1. ## Question about the Taylor series

When approximating trigonometric expressions using Taylor series (like cos 32), should I round up pi to 4 once I acquire R (remainder)? I know you round up sin c and cos c to one, the maximum. My book sometimes change the pi to 4, sometimes not. So I'm kinda confused. Is there an official rule about this?

I hope I was clear.

2. That won't give you an approximation but it can give you an upper bound.

3. What? Aren't they the same?

4. Originally Posted by Kaitosan
What? Aren't they the same?
No, they are not! I suggest you look up the definition of "upper bound". Perhaps "approximation" also.

5. Maybe an example will clarify this up?

"Use a Taylor polynomial to find the S3 approximation of cos 35, and estimate the error in this approximation by using Lagrange's form of the remainder."

After going through the process of setting up the polynomials and numbers, we get.....

cos 35 = sqrt(3)/2 - pi/72 - [sqrt(3)pi^2]/5184 + R

Lagrange's remainder =

R = [sin c (x - pi/6) ]/3!

for some number c between "x" and "a" that maximizes R

Ok, allright?

I actually have two questions. I'd love for someone to clear them up.

1. How is it possible that c=pi/2 if, according to the definition of my book, c is some number between "x" and "a" that maximizes R? By the way, x = pi/6 + pi/36 and a = pi/6.

2. My book sometimes replace the pi sign in the lagrange remainder with 4 as a part of the process of finding the number that is "in error" of cos 35. I find this strange because it'll just enlarge the "potential error."

The thing is, my book does a terrible job explaining approximation topics so I'd really appreciate any help here.

(Don't make me bump this topic lol)

6. Originally Posted by Kaitosan
Maybe an example will clarify this up?

"Use a Taylor polynomial to find the S3 approximation of cos 35, and estimate the error in this approximation by using Lagrange's form of the remainder."

After going through the process of setting up the polynomials and numbers, we get.....

cos 35 = sqrt(3)/2 - pi/72 - [sqrt(3)pi^2]/5184 + R

Lagrange's remainder =

R = [sin c (x - pi/6) ]/3!

for some number c between "x" and "a" that maximizes R

Ok, allright?

I actually have two questions.

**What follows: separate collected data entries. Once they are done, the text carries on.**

PR #1174, opened 2023-04-17
Begin to sketch out a beam class

alanw0:


include/aero/aero_utils/Beam.h
```diff
@@ -0,0 +1,105 @@
...
+    const size_t vecSize = numPoints * 6;
+    refPos.resize(vecSize);
+    def.resize(vecSize);
+    load.resize(vecSize);
+
+    for (size_t pt = 0; pt < numPoints; ++pt) {
+      for (int d = 0; d < 6; ++d) {
+        refPos[pt * 6 + d] = m_refPos(pt).position_[d];
+        def[pt * 6 + d] = m_def(pt).position_[d];
+        load[pt * 6 + d] = m_load(pt).position_[d];
```
overfelt, line 78: @alanw0 , indexing position_ from 0 to 5 even though it is of length 3 probably works since orientation_ follows position_, but seems misleading.  Maybe m_load(pt)[d] would be more clear?

alanw0: Thanks James, good catch. I meant to do `m_load(pt)[d]`.

psakievich (approved):
This looks like a good start to me.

I'd love for someone to clear them up.

1. How is it possible that c=pi/2 if, according to the definition of my book, c is some number between "x" and "a" that maximizes R? By the way, x = pi/6 + pi/36 and a = pi/6.
Notice that they are not saying this is an approximation. They are looking for an upper bound on the aproximation. They are looking for a number they can be sure is larger than the error. Sin(pi/2)= 1 is the largest possible value for sin(c).

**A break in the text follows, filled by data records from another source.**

PR #1178, opened 2023-04-27
Add more use of the new FieldManager in the unit tests.

overfelt:


unit_tests/UnitTestSuppAlgDataSharing.C
```diff
@@ -169,46 +171,45 @@ public:
...
+      "elemTensorField", parts, 0, 4);
 
   fill_mesh("generated:10x10x10");
 
-  TestAlgorithm testAlgorithm(*bulk);
-
   // TestSuppAlg constructor says which data it needs, by inserting
   // things into the 'dataNeededByKernels_' container.
 
   SuppAlg* suppAlg = new TestSuppAlg(
```
psakievich, line 210: This is fine for an intermediate step, but ideally I'm imagining we would just pass a `FieldManager` into `TestAlgorithm`'s ctor and do all the initialization there.

unit_tests/kernels/UnitTestKernelUtils.C
```diff
@@ -956,702 +955,6 @@ calc_exposed_area_vec(
   areaVec.sync_to_host();
 }
 
-#if !defined(KOKKOS_ENABLE_GPU)
```
psakievich, line 959: @overfelt I trust you on this, but I'm also curious as to why are we removing all these tests?

src/FieldRegistry.C
```diff
@@ -54,21 +57,31 @@ Registry()
     {"dwdx",                      SingleStateNodalVector},
     {"edge_area_vector",          SingleStateEdgeVector},
     {"effective_viscosity" ,      SingleStateNodalScalar},
+    {"elemCentroid",              SingleStateElemVector},                          
     {"element_volume",            SingleStateElemScalar},
+    {"elemScalarField",           SingleStateElemScalar},  // Used in testing
```
psakievich, line 62: Not for this PR, but a potential refactor that comes to mind is a separate registry for unit tests.
In the mean time, to make this more organized could we stick these unit-test only fields at the end of the registry and do a block comment to indicated fields below are only for tests?

unit_tests/UnitTestSuppAlgDataSharing.C
overfelt: If TestAlgorithm should be able to work with only a FieldManager and not a whole stk::mesh::BulkData then I'll try to pass just a FieldManager.  The BulkData is used quite a bit and it is not obvious that FieldManager is all that is needed.  Maybe after looking at the functions that use the BulkData, I will see how FieldManager could be used instead.

unit_tests/kernels/UnitTestKernelUtils.C
overfelt: I started to refactor all of these functions when I noticed the `#if 0` disabling a couple of functions.  After deleting all of that code, I saw that what was left was not called from any other function that I could find, so I just deleted that also.  These are not tests, but utility functions and I figured if the unit tests compiled, linked and ran without the these utilities, we could remove it.

unit_tests/UnitTestSuppAlgDataSharing.C
psakievich: I was thinking of just adding an argument to the constructor of the TestAlgorithm so it takes the BulkData and a FieldManager. My main thought is that all the field registration that a given algorithm needs should be encapsulated in the Algorithm itself.

FWIW FieldManager has a [reference](https://github.com/Exawind/nalu-wind/blob/58ca0ce7a3deee179ec25b999ac4b60a2b8a945d/include/FieldManager.h#L44) to stk::mesh::MetaData and BulkData can be populated from there. Right now it is private, but we could expose it if that makes sense. If we find that we are always passing FieldManager and Meta/BulkData together then I would say we should expose it.

src/FieldRegistry.C
overfelt: Yes we could put all of the testing field names at the end of the std::map constructor.  The alphabetical listing is just a convention.  It does seem like we have quite a few field names and there are probably more to  add. I still think the amount of memory used in these maps is trivial and the map search still quite fast at this size.

unit_tests/UnitTestSuppAlgDataSharing.C
overfelt: I changed the little test algorithm, `TestSuppAlg`, to register its own fields on the field manager during construction.  There was a change to the mesh constructor since the mesh constructor finalizes the MetaData to exclude new fields. I just moved the mesh constructor after the algorithm constructor, but not sure how that will change in the general case.

psakievich: Okay that's good to know. Something to be aware of.  I suspect that for the main code it won't really make an impact since we register fields all over the place.  mesh finalize is a specific call in Realm IIRC.

psakievich (approved):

2. My book sometimes replace the pi sign in the lagrange remainder with 4 as a part of the process of finding the number that is "in error" of cos 35. I find this strange because it'll just enlarge the "potential error."
No, it doesn't change the potential error at all. It gives a number that they know is larger than the error so they can say "the potential error is less than this".

The thing is, my book does a terrible job explaining approximation topics so I'd really appreciate any help here.

(Don't make me bump this topic lol)[/QUOTE]

7. Originally Posted by HallsofIvy
Sin(pi/2)= 1 is the largest possible value for sin(c).
That's the problem. It's impossible for c to equal pi/2 because c is supposed to be a number that causes a maximum value, a number that LIES BETWEEN X AND A..... or am I missing something?